Masked Audio Generation using a Single Non-Autoregressive Transformer
Fantastic non-autoregressive model for audio generation. They use RVQ to compress the audio signal, not too different than VampNET. Results are quite impressive! Code and demo here.
RTFS-Net: Recurrent Time-Frequency Modelling for Efficient Audio-Visual Speech Separation
Interesting multi-modal work for video-audio understanding and speech separation. The authors leverage a LipReading model with ResNet18 on several video frames combined with the audio to better achieve speech separation. Code here.

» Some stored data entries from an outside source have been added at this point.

PR #1306, opened 2020-02-19
Use a Supplier to get EditorComposite's focusComponent

amaurymedeiros:
EditorComposite was setting the preferred focus component at construction
time by passing FileEditor#getPreferredFocusedComponent to the instance
of MyComponent it creates. Later on, when we request focus on the editor,
we will delegate to that component passed when creating MyComponent.

This would work fine if the preferred focus component never changes, but
that's not the case for some FileEditor implementations. For example, in
TextEditorWithPreview we return a different preferred focus component
depending on the current editor mode. In order to get the correct focus
component, we need to call FileEditor#getPreferredFocusedComponent again
whenever requesting focus on the EditorComposite.


amaurymedeiros:
It seems this was merged as https://github.com/JetBrains/intellij-community/commit/346c00ab4ed64e1eda3bc71e81440d32bb6c4237

Thanks!

PR #1307, opened 2020-02-21
[Gradle] Avoid ConcurrentModificationException

chyingo:
Use iterator to access task collection instead of iterating the collection directly, the later would
cause ConcurrentModificationException if the items are changed during iteration.


ybedrov:
Hello,

nskvortsov:
"For-each" loop is exactly the same as an explicit iterator definition that you suggest. This patch would change nothing.

PR #1308, opened 2020-02-23
[12 voted][IDEA-169034] Recognize and hyperlink project file path

blindpirate:
It's very common that language tools (e.g. lint tools) print
source file path on console, but IDEA can't recognize and
hyperlink them even when they're in the same project. This
commit makes it much more convenient when console outputs
source file paths by recognizing and hyperlinking them.


blindpirate:
This is how it looks like: 

image

Maven output is also enhanced:

image

I was intended to write some unit tests, can anyone please give me some guidance?

Note that if one line contains more than one source file path, it will only be hyperlinked once.

blindpirate:
CLA signed.

platform/lang-api/src/com/intellij/execution/filters/LineColumnNumberParser.kt
```diff
@@ -0,0 +1,53 @@
...
+        LineColumn.of(toLineColumnNumber(it.group(1)), toLineColumnNumber(it.group(2)))
+      }
+    }
+  },
+  COLON_COLON_COLON {
+    // Example: /tmp/my-project/src/main/kotlin/MyKotlin.kt:1:10:
+    // ktlint & checkstyle
+    // https://github.com/checkstyle/checkstyle/blob/a73ff0890c27cbe8affc1a55f2710a231687bd85/src/main/java/com/puppycrawl/tools/checkstyle/AuditEventDefaultFormatter.java#L43
+    // https://github.com/pinterest/ktlint/blob/4f764cd60b50c13403571e48f784b04bae4e63d7/ktlint-reporter-plain/src/main/kotlin/com/github/shyiko/ktlint/reporter/plain/PlainReporter.kt#L12
+    private val pattern = ":(\\d+):(\\d+):".toPattern()
```
Huangxuny1: `:(\d+):(\d*:?)`   may more compatible 

in [IDEA-169034] given example :
```
[ERROR] /Users/athos/Downloads/checkstyle-nolink/src/main/java/Example.java:9: Line matches the illegal pattern 'System\.(out|err).*?$'. [RegexpSinglelineJava]
```
the line number is `:line:`

my opinion :)

Huangxuny1: `:(\d+):(\d*):?`may more compatible
by given example in [IDEA-169034] 
it's output 
```
[ERROR] /Users/athos/Downloads/checkstyle-nolink/src/main/java/Example.java:9: Line matches the illegal pattern 'System\.(out|err).*?$'. [RegexpSinglelineJava]
``` 
pattern is `:line:`

so in `:(\d+):(\d*):?` , it may can compatible with two conditions

just my view :)

blindpirate: Thanks. According to https://github.com/apache/maven-checkstyle-plugin/blob/17c66b8824eef1c13837676716cf305740a830f0/src/main/java/org/apache/maven/plugins/checkstyle/CheckstyleViolationCheckMojo.java#L648 the column number is optional. I updated the regular expression and tested with following cases:

```
[ERROR] /Users/zhb/Projects/tmp/idea-hyperlink/src/main/java/MyClass.java:3:8: Unused import - java.util.concurrent.lock.Lock. [UnusedImports]
[ERROR] /Users/zhb/Projects/tmp/idea-hyperlink/src/main/java/MyClass.java:3: Unused import - java.util.concurrent.lock.Lock. [UnusedImports]
[ERROR] /Users/zhb/Projects/tmp/idea-hyperlink/src/main/java/MyClass.java:[3,8] Unused import - java.util.concurrent.lock.Lock. [UnusedImports]
[ERROR] /Users/zhb/Projects/tmp/idea-hyperlink/src/main/java/MyClass.java:[3] Unused import - java.util.concurrent.lock.Lock. [UnusedImports]
[ERROR] /Users/zhb/Projects/tmp/idea-hyperlink/src/main/java/MyClass.java:3:8:
[ERROR] /Users/zhb/Projects/tmp/idea-hyperlink/src/main/java/MyClass.java:3:
[ERROR] /Users/zhb/Projects/tmp/idea-hyperlink/src/main/java/MyClass.java:[3,8]
[ERROR] /Users/zhb/Projects/tmp/idea-hyperlink/src/main/java/MyClass.java:[3]
```

java/execution/impl/src/com/intellij/execution/filters/ProjectAbsoluteFileLocationFilter.kt
```diff
@@ -0,0 +1,63 @@
...
+/**
+ * @author Bo Zhang
+ */
+class ProjectAbsoluteFileLocationFilter(private val myProject: Project) : Filter {
+  companion object {
+    val FILE_ENDING_EXTENSION_PATTERN = "((\\.[\\w-]+)+)[^\\w-.]*".toPattern()
+  }
+
+  override fun applyFilter(line: String, entireLength: Int): Filter.Result? {
+    return myProject.basePath?.takeIf {
```
rendner, line 17: I expect that `myProject.basePath` will always return the same, so it would be good to evaluate this only once.

nskvortsov:
Thank you for the pull request.
Unfortunately, there is no plan to add global links highlighting to every console as the fix.
Also, please take a look at `com.intellij.execution.filters.RegexpFilter` class and it's usages - it already does a lot of things similar to your code. Specifically for Maven, it was adapted here: `org.jetbrains.idea.maven.project.MavenConsoleImpl#CONSOLE_FILTER_REGEXP`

Sentence-level Prompts Benefit Composed Image Retrieval
Another work that leverages LLMs to better guide models! In this case, focused on improving Composed Image Retrieval (CIR), the task of using a specific image to retrieve a similar one with an additional text condition. Code available here.
Bonus Content
While the poster presentations were generally good, a couple of them stood out with their smart and engaging presentations, including some cool “swag” in form of cards!
Here a couple of pictures of them:
Thanks authors for making such presentations great, it was so nice to chat with you, even if these research topics were a bit far from my main interests.
Finally, congrats to my co-authors for their fantastic work on the paper CompA: Addressing the Gap in Compositional Reasoning in Audio-Language Models, which was presented at the conference. Here you have a little picture I took after the session was over:
And last thing: I had the most interesting hotel room ever: right next to a roller coaster! The conference was held just 5 minutes walking from an amusement park called Prater (apparently an institution in Vienna), and my room was right next to the roller coaster (i.e., not quiet).
(of course I ended up riding the roller coaster, and it was more intense –and fun– than I expected!)